Try the API in Postman:
Run in PostmanRun in Postman

Once you invoke the API, you can view the newly added role in the application as shown in the image below.

718718

Remove operation

You can use this operation to remove the existing Role Mappings.

URL: https://{{tenant_id}}/UserProv/UpdateAppRoleMappings

Action Method: POST

{
      "appKey": "e2848205-55b9-434b-9cfc-113452c5a3b4",
              "operation":"remove", 
      "settings": {
        "RoleMappings": [       
            {
"RoleName": "Role1"                
            },
            {
"RoleName": "Role3"             
            },
            {
            "RoleName": "AWS Role"
            }
        ]
    }
          
}

Once you invoke the API, the above mentioned roles are removed from the application.

Update operation

You can use this operation to update the existing Role Mappings.

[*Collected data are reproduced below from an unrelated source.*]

PR #2813, opened 2021-02-19
Refactoring VW logging

### LINKED ISSUE #1937: Unify warning and error reporting
There are several methods used to output warnings and errors:

Warning:
- vw_ostream -> all.trace_message
- std::cerr
- VW_TRACE

Error:
- THROW
- VW_ASSERT

They should all be unified under one interface/macro so that they can be searched for easily and their behavior can be controlled centrally as well.

Perhaps two macros as the top level API:
VW_WARN
VW_ERROR

peterychang:
The biggest question will be, do we leave logging as standalone functions or do we create a wrapper object that we pass through the system? The latter gives us flexibility, but will require a lot of refactoring to allow for the object to be passed around

Closes #1937


vowpalwabbit/io/logger.h
```diff
@@ -0,0 +1,79 @@
...
+  
+  template<typename FormatString, typename... Args>
+    void log_error(const FormatString &fmt, Args&&...args)
+  {
+    spdlog::default_logger_raw()->error(fmt, std::forward<Args>(args)...);
+  }
+
+
+  template<typename FormatString, typename... Args>
+    void log_critical(const FormatString &fmt, Args&&...args)
```
jackgerrits, line 71: Do we want both error and critical? I feel like just error is sufficient

vowpalwabbit/io/logger.h
```diff
@@ -0,0 +1,79 @@
...
+  {
+    _internal_logger->critical(fmt, std::forward<Args>(args)...);
+  }
+
+};
+  */
+
+namespace logger
+{
+  enum class log_level { trace, debug, info, warn, error, critical, off };
```
jackgerrits, line 48: If we only support a subset of these we should remove the ones we dont use

.gitmodules
```diff
@@ -1,3 +1,6 @@
 [submodule "rapidjson"]
 	path = rapidjson
 	url = https://github.com/Tencent/rapidjson.git
+[submodule "ext_libs/spdlog"]
+	path = ext_libs/spdlog
```
jackgerrits, line 5: We should target a tagged version of spdlog

jackgerrits (commented):
Looks good. In my opinion we should use an object based logger to allow for us to swap it out during testing. But for now we can start with this first step and consider if an object to be passed around is helpful?

There is already an object called `vw_logger` which we should perhaps deal with to avoid confusion with this.

vowpalwabbit/io/logger.h
peterychang: I see error as separate and distinct from critical. Errors are localized problems that will, for example, cause an example to be unusable. Critical errors are problems that will cause the entire state to be unusable. We may not use it now, but I think its something we should start using going forward

jackgerrits: Sounds like a good distinction

vowpalwabbit/io/logger.h
jackgerrits: Are we going to support trace and debug? It seems as though they may be too verbose and add too many runtime log checks?

peterychang: I'm not sure, it depends it can be useful for debugging purposes, but I agree it adds a lot of branching statements. We could always use a compile-time flag to no-op some of the more verbose logging, but I'm not really a fan of having 2 ways to turn off logging

jackgerrits: The multiple ways of turning off logging already exists...

peterychang:
There are several places I had to leave TODO's, mostly because they're logging partial lines, which spdlog cannot do (see `bfgs` and `ect` for examples). We might be able to handle some instances with custom ostream operators, but others not so much.

vowpalwabbit/cs_active.cc
```diff
@@ -10,14 +10,20 @@
...
+#include "io/logger.h"
 //#define B_SEARCH_MAX_ITER 50
 #define B_SEARCH_MAX_ITER 20
 
 using namespace VW::LEARNER;
 using namespace COST_SENSITIVE;
 using namespace VW::config;
 
-using std::cerr;
+// TODO: cs_active should have its own logger instance (since it uses its own debug flag)
```
jackgerrits, line 22: Should we take this opportunity to converge it on the global log levels?

jackgerrits:
Looking at the test failures - it looks like in quite a few cases output has been moved to the logging interface that should have been moved to the driver printing interface

peterychang:
Some of them I can see being logged under the wrong logger. Others though, seem like the tests themselves are wrong (since they just do an output comparison). For example
```
 Enabled reductions: gd, scorer
-NAN prediction in example 1, forcing 0
-your features have too much magnitude
-update is NAN, replacing with 0
 1.000000 1.000000            1            1.0   1.0000   0.0000        2
-NAN prediction in example 2, forcing 0.000000
-your features have too much magnitude
-update is NAN, replacing with 0
 1.000000 1.000000            2            2.0   1.0000   0.0000        2
```
Those `NAN prediction in example` logs are warnings/errors, should they really be logged like that?

jackgerrits:
You're right those are warnings/errors. I am referring to:
```diff
-Enabling FTRL based optimization
-Algorithm used: Coin Betting
-ftrl_alpha = 4
-ftrl_beta = 1
 Num weight bits = 18
 learning rate = 0.5
 initial_t = 0

```

peterychang:
Yeah, I'm moving the setup-based logs under the trace logger. I'll fix the test for the error ones

peterychang:
Most usages of cout/cerr have been converted to using one of the two loggers. Several TODO's littered throughout, much of it regarding questions around which logger is the correct one to use

peterychang:
Some benchmarking
```
-----------------------------------------------------
Benchmark              Time           CPU Iterations
-----------------------------------------------------
direct_stderr       9321 ns       9417 ns      74667
direct_spdlog       2842 ns       2783 ns     235789
direct_fmt          1911 ns       1904 ns     344615
ss_to_stderr        4792 ns       4671 ns     167253
ss_to_spdlog        3282 ns       3296 ns     213333
ss_to_fmt           2349 ns       2354 ns     298667
fmt_to_stderr       3850 ns       3836 ns     179200
fmt_to_spdlog       2859 ns       2849 ns     235789
fmt_to_fmt          2048 ns       2040 ns     344615
```

The outputs were printed to stderr, which was redirected to /dev/null
The output consisted of the string
`"this is a long string to be a long string: " << x++ << " " << y--` (where x and y are ints) plus a newline.

Three output styles were used:
`cerr`, `spdlog`, and `fmt`. `spdlog` appended additionally appended the log level to the line (current behavior in this PR)

Additionally, 3 string construction methods were used:
natively, constructing a stringstream and printing `ss.str()`, and constructing a string via `fmt::format()`

I'm completely baffled as to why printing directly to stderr is slower than constructing a stringstream and printing that to stderr...

kumpera:
> 
> 
> Most usages of cout/cerr have been converted to using one of the two loggers. Several TODO's littered throughout, much of it regarding questions around which logger is the correct one to use

I think the easiest thing is to enable it at high log levels and later fix those that are too verbose.

peterychang:
@kumpera One problem is that the new logger outputs with a log level prepended onto the line (which I think is the feature we need), whereas `trace_message` does not (again, behavior we want to keep)

lalo:
Looks like you can customize the format to remove the log level at the beginning, but yes if it's useful we should keep it. 

https://github.com/gabime/spdlog/wiki/3.-Custom-formatting

peterychang:
One thing to watch out for with this change is expensive function calls in the logger's parameter list. Since the quiet flag is checked within the function call, all parameters are evaluated regardless of the quiet flag. Currently the only one that looks relatively expensive is `strerror_to_string()`, which is constructing a string. `fmt::join()` looks to be pretty well optimized, doing the heavy lifting through the ostream operator instead of at the function's evaluation

vowpalwabbit/CMakeLists.txt
```diff
@@ -345,9 +352,9 @@ add_library(vw STATIC ${vw_all_sources} ${vw_all_headers})
 
 target_link_libraries(vw
   PUBLIC
-    VowpalWabbit::explore VowpalWabbit::allreduce Boost::boost
+    VowpalWabbit::explore VowpalWabbit::allreduce Boost::boost vw_io
```
jackgerrits, line 355: I think we should leave vw_io as a private dep but add spdlog and fmt here as public deps

jackgerrits:
Can you fix the LGTM issue: "2 for Inconsistent definition of copy constructor and assignment ('Rule of Two')"

jackgerrits (approved):

peterychang:
The LGTM warning for the rule of 2 is inside the spdlog library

URL: https://{{tenant_id}}/UserProv/UpdateAppRoleMappings

Action Method: POST

{
    "appKey": "e2848205-55b9-434b-9cfc-113452c5a3b4",
    "operation": "update",
    "settings": {
        "RoleMappings": [
            {
                                       "RoleName": "Role1",
            "DestinationGroups": [
                    {
"Friendly": "Role11"
                    }
                ] },
            {
                "RoleName": "Role3",
                "DestinationGroups": [
                    {
                        "Friendly": "Role31"
                    }
                ]
            }
        ]
    }
}

Once you invoke the API, the above mentioned roles are updated in the application.

Replace operation

You can use this operation to replace all existing mappings with new mappings specified in the payload.

URL: https://{{tenant_id}}/UserProv/UpdateAppRoleMappings

Action Method: POST

{
    "appKey": "e2848205-55b9-434b-9cfc-113452c5a3b4",
    "operation": "replace",
    "settings": {
        "RoleMappings": [
            {
                "RoleName": "Role1",
                "DestinationGroups": [
                    {
                        "Friendly": "Role1"
                    }
                ]               
            },
            {
                "RoleName": "Role3",
                "DestinationGroups": [
                    {
                        "Friendly": "Role3"
                    }
                ]               
            }
        ]
    }
}

Once you invoke the API, the above mentioned roles are replaced from the application.